#### Listed entries

PR #4813, opened 2024-11-16
Fix an issue in first layer calibration where MMU unloads with disabled hotend heater

gudnimg:
Minor issue I found while reviewing https://github.com/prusa3d/Prusa-Firmware/pull/4811

Change in memory:
Flash: -16 bytes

########

What is the count of lines in the data above containing the string "issue"? Write the number and nothing else.

2